- _EXERCISE REQUIREMENTS_: From the records, pick out and copy each line containing "that".

- _DATA FOR REVIEW_:
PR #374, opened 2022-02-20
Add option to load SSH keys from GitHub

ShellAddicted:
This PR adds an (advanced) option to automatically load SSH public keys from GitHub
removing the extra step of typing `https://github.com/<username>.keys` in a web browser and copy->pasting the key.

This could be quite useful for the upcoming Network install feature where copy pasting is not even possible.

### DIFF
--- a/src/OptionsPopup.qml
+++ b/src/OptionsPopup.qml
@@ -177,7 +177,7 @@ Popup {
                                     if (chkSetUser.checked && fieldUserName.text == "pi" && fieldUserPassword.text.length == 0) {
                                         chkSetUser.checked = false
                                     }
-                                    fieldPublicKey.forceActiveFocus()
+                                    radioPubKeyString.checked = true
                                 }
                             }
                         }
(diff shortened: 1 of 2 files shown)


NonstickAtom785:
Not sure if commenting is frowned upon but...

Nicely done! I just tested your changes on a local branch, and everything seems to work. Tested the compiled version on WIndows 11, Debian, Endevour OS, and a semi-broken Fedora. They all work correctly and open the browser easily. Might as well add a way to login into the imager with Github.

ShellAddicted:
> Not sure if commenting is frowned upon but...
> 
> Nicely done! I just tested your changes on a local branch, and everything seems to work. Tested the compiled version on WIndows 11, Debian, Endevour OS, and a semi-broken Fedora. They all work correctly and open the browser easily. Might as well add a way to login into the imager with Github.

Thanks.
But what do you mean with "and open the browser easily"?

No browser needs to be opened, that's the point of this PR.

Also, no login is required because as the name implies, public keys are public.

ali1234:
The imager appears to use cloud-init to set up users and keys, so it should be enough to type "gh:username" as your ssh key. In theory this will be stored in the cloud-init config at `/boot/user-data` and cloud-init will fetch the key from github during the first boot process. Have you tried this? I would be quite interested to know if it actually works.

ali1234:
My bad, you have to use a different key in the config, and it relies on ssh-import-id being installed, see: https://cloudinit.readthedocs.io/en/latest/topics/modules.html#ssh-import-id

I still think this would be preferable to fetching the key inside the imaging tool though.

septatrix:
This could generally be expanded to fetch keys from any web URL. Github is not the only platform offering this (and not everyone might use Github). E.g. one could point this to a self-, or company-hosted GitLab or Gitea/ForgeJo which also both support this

--

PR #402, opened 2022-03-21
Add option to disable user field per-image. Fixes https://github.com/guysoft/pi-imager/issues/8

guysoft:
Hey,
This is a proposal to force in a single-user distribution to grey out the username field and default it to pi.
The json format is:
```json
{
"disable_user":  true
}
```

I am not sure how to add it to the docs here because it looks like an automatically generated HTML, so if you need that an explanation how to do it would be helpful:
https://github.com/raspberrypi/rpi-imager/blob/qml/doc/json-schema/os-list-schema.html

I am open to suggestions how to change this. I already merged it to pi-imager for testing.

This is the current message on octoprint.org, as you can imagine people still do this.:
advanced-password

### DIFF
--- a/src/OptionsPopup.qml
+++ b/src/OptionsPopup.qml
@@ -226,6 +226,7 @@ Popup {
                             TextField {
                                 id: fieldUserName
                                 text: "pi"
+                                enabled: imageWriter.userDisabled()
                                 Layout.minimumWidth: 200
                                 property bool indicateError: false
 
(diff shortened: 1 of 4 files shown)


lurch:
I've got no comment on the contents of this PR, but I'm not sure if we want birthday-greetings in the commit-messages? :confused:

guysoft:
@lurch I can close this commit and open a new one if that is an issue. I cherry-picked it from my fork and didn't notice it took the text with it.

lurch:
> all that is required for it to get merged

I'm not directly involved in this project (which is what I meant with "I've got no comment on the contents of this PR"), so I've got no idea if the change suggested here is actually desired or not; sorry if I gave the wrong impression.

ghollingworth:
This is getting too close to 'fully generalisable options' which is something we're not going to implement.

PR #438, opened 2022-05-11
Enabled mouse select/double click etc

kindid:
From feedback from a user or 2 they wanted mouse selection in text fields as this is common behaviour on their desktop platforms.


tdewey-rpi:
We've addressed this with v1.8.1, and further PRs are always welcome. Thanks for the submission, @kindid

- _EXERCISE ANSWER_:
No browser needs to be opened, that's the point of this PR.
I am not sure how to add it to the docs here because it looks like an automatically generated HTML, so if you need that an explanation how to do it would be helpful:
@lurch I can close this commit and open a new one if that is an issue. I cherry-picked it from my fork and didn't notice it took the text with it.
> all that is required for it to get merged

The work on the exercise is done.